### PROBLEM TO SOLVE
Write out the whole listing without a single alteration.

Top of DATA SUPPLIED

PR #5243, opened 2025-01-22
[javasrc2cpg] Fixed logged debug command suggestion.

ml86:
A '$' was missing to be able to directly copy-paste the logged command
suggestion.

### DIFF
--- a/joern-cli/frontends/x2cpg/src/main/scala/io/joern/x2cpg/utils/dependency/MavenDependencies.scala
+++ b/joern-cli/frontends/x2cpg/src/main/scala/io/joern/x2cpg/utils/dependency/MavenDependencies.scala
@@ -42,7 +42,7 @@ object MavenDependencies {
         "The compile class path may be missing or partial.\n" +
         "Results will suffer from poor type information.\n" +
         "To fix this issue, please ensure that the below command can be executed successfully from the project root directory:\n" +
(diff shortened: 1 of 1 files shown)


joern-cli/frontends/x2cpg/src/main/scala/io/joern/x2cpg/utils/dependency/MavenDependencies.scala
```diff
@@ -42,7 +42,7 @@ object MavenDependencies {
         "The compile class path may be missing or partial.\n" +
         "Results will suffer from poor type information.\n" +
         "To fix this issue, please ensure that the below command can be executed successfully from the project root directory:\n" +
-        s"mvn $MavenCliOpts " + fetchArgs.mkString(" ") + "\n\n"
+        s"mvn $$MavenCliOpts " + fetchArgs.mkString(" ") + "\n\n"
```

Bottom of DATA SUPPLIED

### EXERCISE ANSWER
PR #5243, opened 2025-01-22
[javasrc2cpg] Fixed logged debug command suggestion.

ml86:
A '$' was missing to be able to directly copy-paste the logged command
suggestion.

### DIFF
--- a/joern-cli/frontends/x2cpg/src/main/scala/io/joern/x2cpg/utils/dependency/MavenDependencies.scala
+++ b/joern-cli/frontends/x2cpg/src/main/scala/io/joern/x2cpg/utils/dependency/MavenDependencies.scala
@@ -42,7 +42,7 @@ object MavenDependencies {
         "The compile class path may be missing or partial.\n" +
         "Results will suffer from poor type information.\n" +
         "To fix this issue, please ensure that the below command can be executed successfully from the project root directory:\n" +
(diff shortened: 1 of 1 files shown)


joern-cli/frontends/x2cpg/src/main/scala/io/joern/x2cpg/utils/dependency/MavenDependencies.scala
```diff
@@ -42,7 +42,7 @@ object MavenDependencies {
         "The compile class path may be missing or partial.\n" +
         "Results will suffer from poor type information.\n" +
         "To fix this issue, please ensure that the below command can be executed successfully from the project root directory:\n" +
-        s"mvn $MavenCliOpts " + fetchArgs.mkString(" ") + "\n\n"
+        s"mvn $$MavenCliOpts " + fetchArgs.mkString(" ") + "\n\n"
```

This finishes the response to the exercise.